Construct Binary Tree from Preorder and Inorder Traversal in Python

Constructing a binary tree from preorder and inorder traversal sequences is a classic problem in tree algorithms. The key insight is that the preorder traversal gives us the root nodes in order, while the inorder traversal helps us determine the left and right subtrees.

Algorithm Steps

The recursive algorithm follows these steps ?
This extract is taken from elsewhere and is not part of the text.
PR #5432, opened 2023-01-20
Use order currency API when overriding currency for a subscription switch to support HPOS

### LINKED ISSUE #5424: [HPOS] Replace call to `get_post_meta` in `MultiCurrency\Compatibility\WooCommerceSubscriptions` with HPOS-compatible order CRUD method.
### Describe the bug

Within the `WCPay\MultiCurrency\Compatibility\WooCommerceSubscriptions` class, the method [`override_selected_currency()`](https://github.com/Automattic/woocommerce-payments/blob/2c22e38c0997c716909d7a9a367ee1f3363ed488/includes/multi-currency/Compatibility/WooCommerceSubscriptions.php#L143) calls the `get_post_meta` function that will not work correctly when a store has [HPOS](https://github.com/woocommerce/woocommerce/wiki/High-Performance-Order-Storage-Upgrade-Recipe-Book#what-is-high-performance-order-storage-hpos) enabled.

• Take the first element from preorder as the current root
• Find the root's position in the inorder sequence
• Elements to the left of root in inorder form the left subtree
• Elements to the right of root in inorder form the right subtree
• Recursively build left and right subtrees

Implementation

class TreeNode:
    def __init__(self, data, left=None, right=None):
        self.data = data
        self.left = left
        self.right = right

def print_inorder(root):
    """Print tree using inorder traversal"""
    if root is not None:
        print_inorder(root.left)
        print(root.data, end=', ')
        print_inorder(root.right)

class Solution:
    def buildTree(self, preorder, inorder):
        if not inorder:
            return None
        
        # First element in preorder is always the root
        root = TreeNode(preorder.pop(0))
        root_index = inorder.index(root.data)
        
        # Build left subtree with elements before root in inorder
        root.left = self.buildTree(preorder, inorder[:root_index])
        
        # Build right subtree with elements after root in inorder
        root.right = self.buildTree(preorder, inorder[root_index + 1:])
        
        return root

# Example usage
solution = Solution()
preorder = [3, 9, 20, 15, 7]
inorder = [9, 3, 15, 20, 7]

tree = solution.buildTree(preorder, inorder)
print("Inorder traversal of constructed tree:")
print_inorder(tree)

Inorder traversal of constructed tree:
9, 3, 15, 20, 7, 

How It Works

Let's trace through the algorithm with our example ?

1. Step 1: Root = 3 (first in preorder), split inorder at 3: [9] | [15, 20, 7]
2. Step 2: Left subtree gets [9], right subtree gets [20, 15, 7] from preorder
3. Step 3: For left: root = 9, no more elements
4. Step 4: For right: root = 20, split at 20: [15] | [7]
5. Step 5: Continue recursively until all nodes are processed

Time and Space Complexity

Optimized Version

We can optimize by using a hashmap to store inorder indices ?

class OptimizedSolution:
    def buildTree(self, preorder, inorder):
        # Create index map for O(1) lookups
        inorder_map = {val: i for i, val in enumerate(inorder)}
        self.preorder_idx = 0
        
        def build(left, right):
            if left > right:
                return None
            
            root_val = preorder[self.preorder_idx]
            self.preorder_idx += 1
            root = TreeNode(root_val)
            
            inorder_idx = inorder_map[root_val]
            
            # Build left subtree first (preorder: root, left, right)
            root.left = build(left, inorder_idx - 1)
            root.right = build(inorder_idx + 1, right)
            
            return root
        
        return build(0, len(inorder) - 1)

# Test optimized version
optimized = OptimizedSolution()
preorder = [3, 9, 20, 15, 7]
inorder = [9, 3, 15, 20, 7]

tree = optimized.buildTree(preorder, inorder)
print("Optimized version result:")
print_inorder(tree)

Optimized version result:
9, 3, 15, 20, 7, 

Conclusion

Building a binary tree from preorder and inorder traversals uses the property that preorder gives us roots while inorder defines subtree boundaries. The optimized version with hashmap reduces time complexity from O(n²) to O(n).